Calm Down. Get Back. Ghetto People. Got This.
I was born on the Lower East Side in nineteen-seventy-blah blah blah. Coffee and cupcake shops would not have lasted a day in that version of the Lower East Side, not that anyone would have wanted to open a shop there in the 1970s or 80s.
By the mid 1980s my mother moved us to Brooklyn; the building we lived in on the Lower East Side was sold and our rent tripled. I’ve also lived in Sunset Park, Flatbush, Bed Stuy, and, as “luck” would have it, I’m back on the Lower East Side. Whether it was before, after, or during my stay in any one place, my relationship with gentrification is an intimate one.
There’s not much I can say about gentrification that hasn’t been said before by smarter, more qualified people than me, but, as it is a subject about which I am extremely passionate, I am happy to have this space.
These my thoughts, man. Just my thoughts.
A pretty constant defense of gentrification is the “renewal” of the neighborhood. It’s a livable community now whereas before it was a wasteland of drugs, gang activity and violence. Gentrification defenders think every hood before the arrival of out-of-town white folks looked like Hamsterdam.

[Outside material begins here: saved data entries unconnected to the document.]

PR #762, opened 2015-10-09
Bug/732 promoted datastores

### LINKED ISSUE #732: Use database-priority based approach for inclusion/exclusion of database icons in DatastoreManagementPanel
Right now I am missing here the icons for MS SQL server and MySQL. But the available databases is a dynamic thing and we seem to have introduced a static rule about how many databases we list in panel 2.

Here's how it looks today:

image

While I would want the following databases to always be shown if their drives are installed:

 * Hive
 * PostgreSQL
 * Oracle
 * MySQL
 * MS SQL Server

tomaszguzialek:
Fixes #732


kaspersorensen:
LGTM. Advise to merge when Travis is successful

Neighborhoods that get gentrified are primarily populated by people of color. As a New Yorker I can only speak on what happens in my city; Black and Latino neighborhoods are the first to go. First comes the out-of-towners, then comes the rent increases, then comes the organic grocery store, then comes the renaming (SoBro anyone?). It would be intellectually dishonest to say that our neighborhoods haven’t been plagued with poverty, violence and drugs. It would also be a straight up lie to act as though those things are not direct results of white supremacy, racist political and police policies, and the American as apple pie history of colonialism and genocide.
That’s not what this is about though. Like I said, those better than me have discussed it better than I ever could.
I’m interested in celebrating us. The members of these communities (often non-white, but not always) who are pushed to the fringes when out-of-towners (often white, but not always) “discover” our “hidden urban gems.” Our neighborhoods, in response to racial and political violence and deprivation have responded by snatchin’ dishes out your kitchen because when the stomach start growlin’ and the sneaks start leanin’…sometimes it simply doesn’t seem like there’s another way.
That’s an undeniable reality, but so is the community that we built. There’s a reason that people of color, particularly Black and Latino people, have “play cousins.” It’s because we build our families and we build our communities. Sometimes through DNA and sometimes through daps.
It didn’t take gentrifiers (which is just an updated word for colonizers) to settle in and create our communities. Our communities were already built through dancing in open fire hydrants, the piragua man, the 24 hour bodega, and Puerto Rican flags flown off the sides of buildings and fire escapes.
Fighting gentrification feels like a losing battle, and, from my view, it might be.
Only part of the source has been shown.